In summary, the memory performance of four ARM SoC-based development boards was evaluated using three separate memory benchmarks. Of the four boards, the Cortex-A15r3p3 NVIDIA TK1 — the newest SoC design — was the best both in terms of sustained memory bandwidth and cache latency, reaching 6.4 GB/s for the former. Throughput-oriented workloads are thus unlikely to saturate memory, particularly for tasks which are more computationally complex than the STREAM benchmark. Although bandwidth efficiency for the newest board is lower than for the second-newest board, the general improvement in memory performance of the newer SoC designs displayed by these benchmarks suggest that memory performance will continue to improve in the near future. This suggests that ARM-based SoCs are viable candidates for use in HVC.

# References

- *Ang, J. A., Barrett B. W., Wheeler K. B., Murphy R. C.* 2010. Introducing the graph 500. No. SAND2010-3263C (Albuquerque, NM: Sandia National Laboratories).
- Aroca R. V., Gonçalves L. M. G. Towards green data centers: A comparison of x86 and ARM architectures' power efficiency // Journal of Parallel and Distributed Computing. — 2012. — 72. — P. 1770–1780.
- *Bingmann, T.* pmbw Parallel Memory Bandwidth Benchmark/Measurement. 2013. Retrieved from: http://panthema.net/2013/pmbw/
- *Cox, M.* The development of a general purpose Processing Unit for the upgraded electronics of the ATLAS detector Tile Calorimeter, *SAIP 2014.* 2014 (submitted).
- *Dongarra, J., Heroux M. A.* 2013. Toward a new metric for ranking high performance computing systems. No. SAND2013-4744 312 (Albuquerque, NM: Sandia National Laboratories).

Larson, M. G. Analysis of variance // Circulation. — 2008. — 117.1. — P. 115–121.

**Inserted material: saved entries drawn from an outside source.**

PR #2362, opened 2024-04-15
fix(dev): use `fs.statsSync` to determine existence of socket path

chengzhuo5:
### 🔗 Linked issue

#1115
https://github.com/nuxt/nuxt/issues/15164

### ❓ Type of change

### 📚 Description

In #1115, use `accessSync` to ensure socketPath exists. However, in some special file systems (such as the sandbox provided by security software), `accessSync` cannot determine whether the socketPath exists and will block dev server, but `statsSync` can determine correctly.

### 📝 Checklist

### DIFF
--- a/src/dev/server.ts
+++ b/src/dev/server.ts
@@ -1,5 +1,5 @@
 import { Worker } from "node:worker_threads";
-import { existsSync, accessSync, promises as fsp } from "node:fs";
+import { existsSync, accessSync, statSync, promises as fsp } from "node:fs";
 import { writeFile } from "node:fs/promises";
 import { TLSSocket } from "node:tls";
 import { debounce } from "perfect-debounce";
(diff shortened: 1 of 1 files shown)


chengzhuo5:
> Thanks for PR.
> 
> > (such as the sandbox provided by security software
> 
> Can you please elaborate more which security software? I need to reproduce.

This is a sandbox software named DataCloak, which can only be used by the enterprise that purchased it, so you cannot reproduce this issue.

DataCloak on Windows will use the Windows Filtering Platform driver to take over any IO operations. When `fs.accessSync("\\?\pipe\" or "\\.\pipe\")` is called, DataCloak looks for it from the file system, but apparently it doesn't exist.

pi0:
Thanks for the explanation dear @chengzhuo5. It seems a bug/issue with this protection software and if widely unsolvable, we might propose fixes to lower-level layers (Node.js). 

I would suggest that you [contact them](https://www.datacloak.cn/apply) about it maybe they have some explanation or consider fixing it. A simpler Node.js script to reproduce might give them better context.

I have made two relevant trackers also, let's see what comes first:

- https://github.com/unjs/nitro/issues/2365 (adding support for port listening)
- https://github.com/unjs/get-port-please/issues/91 (it would still use one access but if we can reproduce sandbox issue, we can put the solution in there)

PR #2370, opened 2024-04-16
refactor: strict typechecks

pi0:
enable strict type checks across repo on 2.x branch for safer bw/fw compatibility.

There might be slight type breaking changes.


src/build.ts
```diff
@@ -499,17 +495,17 @@ async function _build(nitro: Nitro, rollupConfig: RollupConfig) {
   const rewriteRelativePaths = (input: string) => {
     return input.replace(/([\s:])\.\/(\S*)/g, `$1${rOutput}/$2`);
   };
-  if (buildInfo.commands.preview) {
+  if (buildInfo.commands!.preview) {
```
danielroe, line 498: It feels like these non null assertions might be indicative of a need to improve a type somewhere.

pi0: Well it is already set in here when constructing object https://github.com/unjs/nitro/blob/db5f87e5ccb4c7e092f48094fcef8902e781f311/src/build.ts#L471 

`NitroBuildInfo` (the public interface) is intentionally partial to make sure external consumers take this into account.

danielroe: I understand. But I’m suggesting that we should have a validator function or internal type that is more accurate than that one.

PR #2404, opened 2024-04-30
feat(runtime-config): export `applyEnv` and `getEnv` from nitropack

danielroe:
### ❓ Type of change

### 📚 Description

This adds `applyEnv` and `getEnv` as exports, as well as allowing them to operate on a custom `env` object instead of reading from `process.env`.

This would be a useful feature for frameworks to provide more accurate `runtimeConfig` at the build time. For example, we already inline these utils in https://github.com/nuxt/test-utils/pull/655 and would need to do the same for https://github.com/nuxt/nuxt/issues/24224 and https://github.com/nuxt/nuxt/issues/26960.

Of course, that would be fine, but it would nicer to be able to simulate the runtime behaviour of Nitro with these utils, as suggested in https://github.com/nuxt/nuxt/issues/24224#issuecomment-1805495557.

I've included them in the core `nitropack` export but I would almost prefer `nitropack/utils`, perhaps, to allow space for other similar utilities?

### 📝 Checklist

### DIFF
--- a/src/index.ts
+++ b/src/index.ts
@@ -7,5 +7,7 @@ export * from "./prerender";
 export * from "./preset";
 export * from "./deps";
 
+export { applyEnv, getEnv } from "./runtime/utils.env";
+
 export { loadOptions } from "./options";
 export type { LoadConfigOptions } from "./options";
--- a/src/runtime/utils.env.ts
+++ b/src/runtime/utils.env.ts
@@ -2,15 +2,17 @@ import destr from "destr";
 import { snakeCase } from "scule";
 
 export type EnvOptions = {
+  env?: Record<string, unknown>;
   prefix?: string;
   altPrefix?: string;
   envExpansion?: boolean;
 };
 
 export function getEnv(key: string, opts: EnvOptions) {
+  const env = opts.env ?? process.env
   const envKey = snakeCase(key).toUpperCase();
   return destr(
-    process.env[opts.prefix + envKey] ?? process.env[opts.altPrefix + envKey]
+    env[opts.prefix + envKey] ?? env[opts.altPrefix + envKey]
   );
 }
 
@@ -47,7 +49,7 @@ export function applyEnv(
     }
     // Experimental env expansion
     if (opts.envExpansion && typeof obj[key] === "string") {
-      obj[key] = _expandFromEnv(obj[key]);
+      obj[key] = _expandFromEnv(obj[key], opts.env);
     }
   }
   return obj;
@@ -55,8 +57,8 @@ export function applyEnv(
 
 const envExpandRx = /{{(.*?)}}/g;
 
-function _expandFromEnv(value: string) {
+function _expandFromEnv(value: string, env: Record<string, any> = process.env) {
   return value.replace(envExpandRx, (match, key) => {
-    return process.env[key] || match;
+    return env[key] || match;
   });
 }


pi0:
Thanks for PR ❤️ 

I think this needs to be more thorough thinking before exposing from nitro runtime utils. Diverging `env` definition one more level and allowing to complete override `process.env` (while for use cases like testing makes sense) can open the door to many more mistakes and implicit issues.

Therefore putting PR on draft state until have a chance to think more. 

> I've included them in the core nitropack export but I would almost prefer nitropack/utils, perhaps, to allow space for other similar utilities?

A shared (build time) util via `nitropack/kit` seems good idea.

pi0:
As another alternative approach we can think of different methods of runtime config expansion (via a util that is not _env_) so we don't add over complexity to "environment" definition but also allow a runtime method of customizing runtime config (this would help to somehow replicate "app config" extendability feature that is going to be deprecated in Nitro v3). I love to hear your thoughts about this method.

danielroe:
It would be nice not to hard-code the use of `process.env`, even if we don't change Nitro _runtime_ behaviour - it would help to avoid duplicating these utils (which would run the risk of diverging more quickly from Nitro)... 

Are you thinking that we just rename these utils so they aren't _environment_-focused (ie. naming for clarity), so they can be used generically for expansion, either as build-time kit utils or within the runtime (first in env, and then later with new feature)? That sounds very doable - say the word and I'll refactor.

If you think this isn't so straightforward, I think we can go ahead and inline the existing nitropack behaviour in Nuxt for v3.12 like we did for nuxt/test-utils, and then take the time to get it right here, and switch downstream to using a forward-consistent implementation when it ships in `nitropack/kit`...

What do you think?

danielroe:
Thanks for the clear explanation. Yes, what was in my mind was purely about _build-time_ utilities. The change from `process.env` was not meant to affect runtime behaviour, as these utilities were not being exposed within the `runtime/` utils. (But very happy with your proposed runtime override solution!)

(The kind of usage I'm imagining was normalising `nuxt.options.runtimeConfig` - but I guess your suggestion of `useRuntimeConfig` and `updateRuntimeConfig` might be safer. Is that your take?)

pi0:
Splitting into subtopics:

- Runtime `updateRuntimeXConfig` (~> https://github.com/unjs/nitro/issues/2427)
- Build time utils (~> https://github.com/unjs/nitro/issues/2428)

I strongly belive in making a new source/definition of environment variables (as proposed with `opts.env`) in this PR can be unsafe but also understand there are cases like testing that need it and love to discuss how to approach it better.

danielroe:
Thank you! One more use-case to mention for allowing non-process environment is to 'preview' the resolved config if environment variables _were_ to be set. I'm very much not proposing using arbitrary overrides for the _actual_ resolved Nitro runtime config, just trying to make the underlying logic reusable in different contexts so it doesn't have to be duplicated.

pi0:
> to 'preview' the resolved config 

I guess at least all common runtimes allow to modify environment variables by directly modifying their env object (`Deno.env.set` and `process.env` object) if testing the exact env mapping for runtime-config is a must-have in a scenario. (*) and it is safer because:

The benefit of keeping runtime-config behavior strictly based on one standard (**) source (that is what environment variable in the runtime context means) is, that environment variables and how runtime config implicitly works with them won't diverge in a project that uses both environment variables and runtime config, behavior is consistently same. It makes tests more reliable too and also build and runtime utils consistent. 

---

(*) I understand that today, for testing modules with different sets of runtime configs, we strictly need this and also updating global env _looks_ more hacky but let's consider that 1) `updateRuntimeConfig` didn't exist and 2) updating an env in test/dev isolates gives the safety reason above.

(**) Today, we have already multiple definitions of **environment variables:** Actual system environment variables (that itself yet has no unified standard to access), `.env` augmentations, bundler **bundled** environment variables and strange runtimes like cloudflare that combine them with other values and make accessible in second stages. I belive both us and test runners have to help to at least keep on these known things rather than introducing more ways to change env variable access behavior and small places like this where we have alternatives that helps to avoid adding new sources.

pi0:
@danielroe Shall we close PR and later continue discussing about this perhaps after `updateRuntimeConfig` util landed? 🙏🏼

pi0:
Closing for triage. Followup:

- runtime: https://github.com/unjs/nitro/issues/2427
- kit util: https://github.com/unjs/nitro/issues/2428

- Manyika, J., Chui M., Brown B., Bughin B., Dobbs R., Roxburgh C., Hung Byers A. 2011. Big data: The next frontier for innovation, competition and productivity. (New York City, NY: McKinsey Global Institute).
- Zhan, J., Zhang L., Sun N., Wang L., Zhen J., Luo C. High volume throughput computing: Identifying and characterising throughput oriented workloads in data centers // Parallel and Distributed Processing Symposium Workshops & PhD Forum (IPDPSW), 2012 IEEE 26th International. — 2012. — P. 1712–1721.